EXERCISE MATERIAL:
PR #648, opened 2019-04-15
CANS-831 refactor date sorting and add sort method to reminder date col

TylerOSI:
## Description
The default sort mechanism for reminder date does not work anymore. It used to only sort dates within one month of today (that is why default sort worked). I needed to use a sortMethod. In tandem, I refactored date sorting into one method called `sortDate` and removed `sortDOB`

## Tests

## Types of changes

## Checklist:


app/javascript/Application/util/dateHelper.test.js
```diff
@@ -23,7 +24,7 @@ describe('#isoToLocalDate()', () => {
   })
 
   it('returns Invalid Date when input is undefined', () => {
-    expect(isoToLocalDate(undefined)).toEqual('Invalid date')
+    expect(isoToLocalDate(undefined)).toEqual(undefined)
```
wmitchell-cambria: Just curious:  What was the reasoning behind this change?

We should update the test name, as well.

app/javascript/Application/util/dateHelper.js
```diff
@@ -135,3 +135,12 @@ export function calculateDateDifferenceInYears(startDate, endDate) {
   const duration = moment.duration(moment(endDate).diff(moment(startDate)))
   return Math.floor(duration.asYears())
 }
+
+export function sortDate(a, b) {
+  if (a && b) {
+    return moment(a, LOCAL_DATE_FORMAT) - moment(b, LOCAL_DATE_FORMAT)
+  }
+  if (a) return 1
```
wmitchell-cambria: These three lines (143-145) are not covered in unit tests. Since it's important enough to have logic for null and non-date inputs, let's test them. I'd be interested in falsy values as well as truthy values that do not parse as dates.

app/javascript/Application/util/dateHelper.test.js
TylerOSI: the function `isoToLocalDate` used to return null when passed a null date, and a string 'Invalid date' when passed undefined. It now returns null and undefined respectively.

app/javascript/Application/util/dateHelper.js
TylerOSI: good point ill update a test or add a test case

app/javascript/Application/util/dateHelper.test.js
TylerOSI: also `moment(undefined)` is now, so its dangerous to pass anything falsy into moment)

TylerOSI:
there was a linting issue. waiting for the PR build to pass before merging.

ASSIGNMENT:
Filter the listing above so that only lines holding the word "method" remain, and report those lines.

EXERCISE RESULT:
CANS-831 refactor date sorting and add sort method to reminder date col
The default sort mechanism for reminder date does not work anymore. It used to only sort dates within one month of today (that is why default sort worked). I needed to use a sortMethod. In tandem, I refactored date sorting into one method called `sortDate` and removed `sortDOB`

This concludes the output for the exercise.